[Stored data entries]

PR #239, opened 2022-08-15
Able to send alerts and report to private Slack channels.

elongl:
Tested on both alerts and report.
Remove the call for fetching all the channels.

### DIFF
--- a/clients/slack/client.py
+++ b/clients/slack/client.py
@@ -1,6 +1,5 @@
 import json
 from abc import ABC, abstractmethod
-from typing import List
 from typing import Optional
 
 from slack_sdk import WebClient, WebhookClient
@@ -52,13 +51,9 @@ class SlackWebClient(SlackClient):
         return WebClient(token=self.token)
 
     def send_message(self, channel_name: str, message: SlackMessageSchema, **kwargs) -> bool:
-        channel_id = self._get_channel_id(channel_name)
-        in_channel = self._join_channel(channel_id)
-        if not (channel_id and in_channel):
-            return False
         try:
             self.client.chat_postMessage(
-                channel=channel_id,
+                channel=channel_name,
                 text=message.text,
                 blocks=json.dumps(message.blocks) if message.blocks else None,
                 attachments=json.dumps(message.attachments) if message.attachments else None
@@ -69,13 +64,9 @@ class SlackWebClient(SlackClient):
             return False
 
     def send_file(self, channel_name: str, file_path: str, message: SlackMessageSchema) -> bool:
-        channel_id = self._get_channel_id(channel_name)
-        in_channel = self._join_channel(channel_id)
-        if not (channel_id and in_channel):
-            return False
         try:
             self.client.files_upload(
-                channels=channel_id,
+                channels=channel_name,
                 initial_comment=message.text,
                 file=file_path
             )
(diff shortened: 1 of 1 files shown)


clients/slack/client.py
```diff
@@ -124,7 +128,8 @@ def _get_channels(self) -> List[dict]:
             has_more = True
             cursor = None
             while has_more:
-                response = self.client.conversations_list(cursor=cursor)
+                response = self.client.conversations_list(cursor=cursor, types='public_channel,private_channel',
```
IDoneShaveIt, line 131: I think it will be better to leave the private_channel out of this.
Private channels should be handled manually by the user because they are sensitive.
If by accident the user gives extra permission to the app, I don't it to be able to join and post on private channels that it wasn't assigned to manually.

clients/slack/client.py
```diff
@@ -96,19 +101,18 @@ def send_report(self, channel_name: str, report_file_path: str):
...
-                channel
-                for channel
-                in channels
-                if channel["name"] == channel_name
-            ][0]
-            return channel["id"]
+            for channel in channels:
+                if channel['name'] == channel_name:
+                    return channel['id']
+            available_channel_names = [channel['name'] for channel in channels]
```
IDoneShaveIt, line 110: NIT:
you can create the `available_channel_names` in the first for loop (saves another run on the channels list)

clients/slack/client.py
```diff
@@ -52,30 +51,36 @@ def _initial_client(self):
...
+                channel_id = self._get_channel_id(channel_name)
+                if not channel_id:
+                    return False
+                joined_successfully = self._join_channel(channel_id=channel_id)
+                if not joined_successfully:
+                    return False
+                self.send_message(channel_name=channel_name, message=message)
+            elif err_type == 'channel_not_found':
+                logger.error(
+                    f'Channel was {channel_name} not found by the Elementary app. Please add the app to the channel.')
```
IDoneShaveIt, line 75:
```suggestion
                    f'Channel {channel_name} not found by the Elementary app. Please add the app to the channel.')
```

IDoneShaveIt (commented):
Like!

clients/slack/client.py
IDoneShaveIt: I'll explain myself better 🙂 
When you create a Slack application, you select the scopes of permissions you grants to it.
We currently don't guide the users to add permissions that allows the application to access private channels, but if by mistake they did grants those permissions (can be done very easily), it will be able to join any channel in the Slack.
So if by mistake the application has over privileges, it will have access to any private channel in the organizatoin (even if the user doesn't have).
This is an edge case, and mainly the user responsibility, but if we can avoid it on our side, I think we should.

The only meaning of this is if a user provides a name of a private channel, it will have to add the application manually to it first.
For public channels, it will join automatically.

elongl: image

elongl: We should also print the private channels that the app is a part of.
This can be useful for typos, etc.
Say there's a private channel called `data-ops` and the user wrote `dataops`.
If the list of available channels will not show `data-ops`, it will just be confusing to him and he will not assume that `data-ops` would work.

IDoneShaveIt: Agree!
For documentation sake - looking on Slack application permission scopes confirms that a Slack application can only see a private channels it has been added to.
Approving this solution 🙂

IDoneShaveIt (approved):
LGTM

> _INSTRUCTIONS FOR THE TASK_
Send back the complete set of entries, exactly as shown above.

> _WRITTEN ANSWER_
PR #239, opened 2022-08-15
Able to send alerts and report to private Slack channels.

elongl:
Tested on both alerts and report.
Remove the call for fetching all the channels.

### DIFF
--- a/clients/slack/client.py
+++ b/clients/slack/client.py
@@ -1,6 +1,5 @@
 import json
 from abc import ABC, abstractmethod
-from typing import List
 from typing import Optional
 
 from slack_sdk import WebClient, WebhookClient
@@ -52,13 +51,9 @@ class SlackWebClient(SlackClient):
         return WebClient(token=self.token)
 
     def send_message(self, channel_name: str, message: SlackMessageSchema, **kwargs) -> bool:
-        channel_id = self._get_channel_id(channel_name)
-        in_channel = self._join_channel(channel_id)
-        if not (channel_id and in_channel):
-            return False
         try:
             self.client.chat_postMessage(
-                channel=channel_id,
+                channel=channel_name,
                 text=message.text,
                 blocks=json.dumps(message.blocks) if message.blocks else None,
                 attachments=json.dumps(message.attachments) if message.attachments else None
@@ -69,13 +64,9 @@ class SlackWebClient(SlackClient):
             return False
 
     def send_file(self, channel_name: str, file_path: str, message: SlackMessageSchema) -> bool:
-        channel_id = self._get_channel_id(channel_name)
-        in_channel = self._join_channel(channel_id)
-        if not (channel_id and in_channel):
-            return False
         try:
             self.client.files_upload(
-                channels=channel_id,
+                channels=channel_name,
                 initial_comment=message.text,
                 file=file_path
             )
(diff shortened: 1 of 1 files shown)


clients/slack/client.py
```diff
@@ -124,7 +128,8 @@ def _get_channels(self) -> List[dict]:
             has_more = True
             cursor = None
             while has_more:
-                response = self.client.conversations_list(cursor=cursor)
+                response = self.client.conversations_list(cursor=cursor, types='public_channel,private_channel',
```
IDoneShaveIt, line 131: I think it will be better to leave the private_channel out of this.
Private channels should be handled manually by the user because they are sensitive.
If by accident the user gives extra permission to the app, I don't it to be able to join and post on private channels that it wasn't assigned to manually.

clients/slack/client.py
```diff
@@ -96,19 +101,18 @@ def send_report(self, channel_name: str, report_file_path: str):
...
-                channel
-                for channel
-                in channels
-                if channel["name"] == channel_name
-            ][0]
-            return channel["id"]
+            for channel in channels:
+                if channel['name'] == channel_name:
+                    return channel['id']
+            available_channel_names = [channel['name'] for channel in channels]
```
IDoneShaveIt, line 110: NIT:
you can create the `available_channel_names` in the first for loop (saves another run on the channels list)

clients/slack/client.py
```diff
@@ -52,30 +51,36 @@ def _initial_client(self):
...
+                channel_id = self._get_channel_id(channel_name)
+                if not channel_id:
+                    return False
+                joined_successfully = self._join_channel(channel_id=channel_id)
+                if not joined_successfully:
+                    return False
+                self.send_message(channel_name=channel_name, message=message)
+            elif err_type == 'channel_not_found':
+                logger.error(
+                    f'Channel was {channel_name} not found by the Elementary app. Please add the app to the channel.')
```
IDoneShaveIt, line 75:
```suggestion
                    f'Channel {channel_name} not found by the Elementary app. Please add the app to the channel.')
```

IDoneShaveIt (commented):
Like!

clients/slack/client.py
IDoneShaveIt: I'll explain myself better 🙂 
When you create a Slack application, you select the scopes of permissions you grants to it.
We currently don't guide the users to add permissions that allows the application to access private channels, but if by mistake they did grants those permissions (can be done very easily), it will be able to join any channel in the Slack.
So if by mistake the application has over privileges, it will have access to any private channel in the organizatoin (even if the user doesn't have).
This is an edge case, and mainly the user responsibility, but if we can avoid it on our side, I think we should.

The only meaning of this is if a user provides a name of a private channel, it will have to add the application manually to it first.
For public channels, it will join automatically.

elongl: image

elongl: We should also print the private channels that the app is a part of.
This can be useful for typos, etc.
Say there's a private channel called `data-ops` and the user wrote `dataops`.
If the list of available channels will not show `data-ops`, it will just be confusing to him and he will not assume that `data-ops` would work.

IDoneShaveIt: Agree!
For documentation sake - looking on Slack application permission scopes confirms that a Slack application can only see a private channels it has been added to.
Approving this solution 🙂

IDoneShaveIt (approved):
LGTM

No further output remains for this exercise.